*Your task*
From the records below, take each line where the string "false" shows up and copy it.

*Exercise input*

PR #7869, opened 2021-07-23
chore: infrastructure for rowoffset rowpartition

Sullivan-Patrick:
### Description 
As part of [KLIP-50](https://github.com/confluentinc/ksql/blob/master/design-proposals/klip-50-partition-and-offset-in-ksqldb.md), this PR focuses on adding infrastructure necessary for the mapping of a query's pseudocolumns to a pseudocolumn version, as well as piping pseudoColumnVersion to functions which will read an existing query and call `withPseudoAndKeyColsInValue`. It also contains the logic needed to populate `ROWOFFSET/ROWPARTITION` pseudocolumns.

### Testing done 
_No testing at the moment as no functionality was changed or added- existing coverage should cover everything at this moment._

### Reviewer checklist


ksqldb-common/src/main/java/io/confluent/ksql/schema/ksql/LogicalSchema.java
```diff
@@ -123,10 +127,23 @@ public boolean valueContainsAny(final Set<ColumnName> names) {
...
    * WINDOWEND} columns will added to the value schema to represent the window bounds.
+   *
+   * @param pseudoColumnVersion indicates the pseudocolumn version number of the given query.
+   * Queries passed to this method will receive the corresponding pseudocolumns in their schema.
+   *
    * @return the new schema.
    */
+  public LogicalSchema withPseudoAndKeyColsInValue(
+      final boolean windowed, final int pseudoColumnVersion) {
+    return rebuild(//this will use current pseudocolumn version when feature is fully released
```
vcrfxia, line 138: Rather than leaving comments like this, we should set the current pseudocolumn version to be the same as legacy version for now and update this to use the current pseudocolumn version instead of the legacy one.

ksqldb-common/src/main/java/io/confluent/ksql/schema/ksql/LogicalSchema.java
```diff
@@ -123,10 +127,23 @@ public boolean valueContainsAny(final Set<ColumnName> names) {
...
+        true, windowed, SystemColumns.LEGACY_PSEUDOCOLUMN_VERSION_NUMBER);
+  }
+
+  //This will eventually use the current pseudocolumn version whenever it is not explicitly
+  //provided (as we WILL explicitly provide it whenever we are reading old queries)
   public LogicalSchema withPseudoAndKeyColsInValue(final boolean windowed) {
-    return rebuild(true, windowed);
+    return rebuild(
+        true, windowed, SystemColumns.LEGACY_PSEUDOCOLUMN_VERSION_NUMBER);
```
vcrfxia, line 146: Same as above.

ksqldb-common/src/main/java/io/confluent/ksql/schema/ksql/LogicalSchema.java
```diff
@@ -135,12 +152,12 @@ public LogicalSchema withPseudoAndKeyColsInValue(final boolean windowed) {
    * @return the new schema with the columns removed.
    */
   public LogicalSchema withoutPseudoAndKeyColsInValue() {
-    return rebuild(false, false);
+    return rebuild(false, false, -1);
```
vcrfxia, line 155: What does -1 mean? Should this be the current pseudocolumn version instead?

ksqldb-common/src/main/java/io/confluent/ksql/schema/ksql/LogicalSchema.java
```diff
@@ -263,6 +281,11 @@ private LogicalSchema rebuild(
     if (withPseudoAndKeyColsInValue) {
       builder.add(Column.of(ROWTIME_NAME, ROWTIME_TYPE, VALUE, valueIndex++));
 
+      if (pseudoColumnVersion > 0) {
+        builder.add(Column.of(ROWOFFSET_NAME, ROWOFFSET_TYPE, VALUE, valueIndex++));
```
vcrfxia, line 285: Understanding this code requires knowledge that pseudocolumn version 0 means rowtime is the only pseudocolumn, whereas pseudocolumn version 1 means rowpartition and rowoffset should be added too. This is "magic" knowledge that should be avoided.

How about we add new constants such as `ROWTIME_PSEUDOCOLUMN_VERSION = 0` and `ROWPARTITION_ROWOFFSET_PSEUDOCOLUMN_VERSION = 1` so that this logic can instead become
```
if (pseudoColumnVersion >= ROWTIME_PSEUDOCOLUMN_VERSION) {
  // add in rowtime
}
if (pseudoColumnVersion >= ROWPARTITION_ROWOFFSET_PSEUDOCOLUMN_VERSION) {
  // add in rowpartition and rowoffset
}
```

ksqldb-common/src/main/java/io/confluent/ksql/schema/ksql/SystemColumns.java
```diff
@@ -15,40 +15,68 @@
...
 
   public static final int LEGACY_PSEUDOCOLUMN_VERSION_NUMBER = 0;
-  public static final int CURRENT_PSEUDOCOLUMN_VERSION_NUMBER = 5;
+  public static final int CURRENT_PSEUDOCOLUMN_VERSION_NUMBER = 0;
+
+  public static Set<ColumnName> getPseudoColumnsFromVersion(final int version) {
+    return versionedPseudoColumns.get(version);
+  }
+
+  private static final Set<ColumnName> VERSION_ONE_NAMES = ImmutableSet.of(
```
vcrfxia, line 50: See my comment above for a suggestion on how to restructure this.

ksqldb-common/src/main/java/io/confluent/ksql/schema/ksql/SystemColumns.java
```diff
@@ -65,14 +93,26 @@ public static boolean isPseudoColumn(final ColumnName columnName) {
...
   public static boolean isSystemColumn(final ColumnName columnName) {
     return systemColumnNames().contains(columnName);
   }
 
   public static Set<ColumnName> systemColumnNames() {
-    return SYSTEM_COLUMN_NAMES;
+    return SYSTEM_COLUMN_NAMES_CURRENT;
+  }
+
+  //cache version numbers we have used, otherwise create as needed
```
vcrfxia, line 107: I'm not convinced this is optimization (the cache) is necessary. As long as this method is not on the critical path (i.e., we don't call it once per message processed), then we don't need to over-optimize at the expense of additional code complexity. 

(That said, this type of caching is a neat trick! File it away for the future.)

ksqldb-common/src/main/java/io/confluent/ksql/schema/ksql/SystemColumns.java
```diff
@@ -65,14 +93,26 @@ public static boolean isPseudoColumn(final ColumnName columnName) {
...
+  public static Set<ColumnName> systemColumnNames(final int versionNumber) {
+    if (!systemColumnNamesByVersion.containsKey(versionNumber)) {
```
vcrfxia, line 109: You can use `putIfAbsent()` to simplify this.

ksqldb-streams/src/main/java/io/confluent/ksql/execution/streams/SourceBuilder.java
```diff
@@ -508,8 +514,19 @@ public GenericRow transform(final K key, final GenericRow row) {
           final long timestamp = processorContext.timestamp();
           final Collection<?> keyColumns = keyGenerator.apply(key);
 
-          row.ensureAdditionalCapacity(1 + keyColumns.size());
+          final int additionalColumns = SystemColumns
```
vcrfxia, line 517:
```suggestion
          final int numPseudoColumns = SystemColumns
```
I think the name `additionalColumns` is confusing because the key columns are "additional" in some sense too.

ksqldb-streams/src/main/java/io/confluent/ksql/execution/streams/SourceBuilder.java
```diff
@@ -508,8 +514,19 @@ public GenericRow transform(final K key, final GenericRow row) {
...
+              .getPseudoColumnsFromVersion(pseudoColumnVersion).size();
+
+          row.ensureAdditionalCapacity(additionalColumns + keyColumns.size());
           row.append(timestamp);
+
+          if (pseudoColumnVersion > 0) {
```
vcrfxia, line 523: See my comment above on how to make this more readable (by avoiding magic numbers).

ksqldb-streams/src/main/java/io/confluent/ksql/execution/streams/StepSchemaResolver.java
```diff
@@ -353,12 +353,14 @@ private LogicalSchema sameSchema(final LogicalSchema schema, final ExecutionStep
     return schema;
   }
 
+  //todo: pipe pseudocolumnVersion here
```
vcrfxia, line 356: What's the comment here for? Is this going to be part of this PR?

ksqldb-common/src/main/java/io/confluent/ksql/schema/ksql/SystemColumns.java
```diff
@@ -15,40 +15,68 @@
...
   public static final ColumnName WINDOWSTART_NAME = ColumnName.of("WINDOWSTART");
   public static final ColumnName WINDOWEND_NAME = ColumnName.of("WINDOWEND");
   public static final SqlType WINDOWBOUND_TYPE = SqlTypes.BIGINT;
 
   public static final int LEGACY_PSEUDOCOLUMN_VERSION_NUMBER = 0;
-  public static final int CURRENT_PSEUDOCOLUMN_VERSION_NUMBER = 5;
+  public static final int CURRENT_PSEUDOCOLUMN_VERSION_NUMBER = 0;
+
+  public static Set<ColumnName> getPseudoColumnsFromVersion(final int version) {
+    return versionedPseudoColumns.get(version);
```
vcrfxia, line 47: We need to handle the case where an invalid version number is passed. (Throw an informative exception.)

ksqldb-common/src/main/java/io/confluent/ksql/schema/ksql/LogicalSchema.java
```diff
@@ -123,10 +127,23 @@ public boolean valueContainsAny(final Set<ColumnName> names) {
    *
    * @param windowed indicates that the source is windowed; meaning {@code WINDOWSTART} and {@code
    * WINDOWEND} columns will added to the value schema to represent the window bounds.
+   *
+   * @param pseudoColumnVersion indicates the pseudocolumn version number of the given query.
```
vcrfxia, line 131: nit: the first part of this docstring is not very informative since it simply repeats the name of the parameter. How about something like "version number that determines the set of pseudocolumns to be added to the schema" or even simply "determines the set of pseudocolumns to be added to the schema".

vcrfxia (commented):
Thanks @Sullivan-Patrick -- suggestions inline!

ksqldb-common/src/main/java/io/confluent/ksql/schema/ksql/LogicalSchema.java
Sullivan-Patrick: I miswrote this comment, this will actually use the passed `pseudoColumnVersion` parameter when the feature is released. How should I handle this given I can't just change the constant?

*Output of the exercise*
-    return rebuild(false, false);
+    return rebuild(false, false, -1);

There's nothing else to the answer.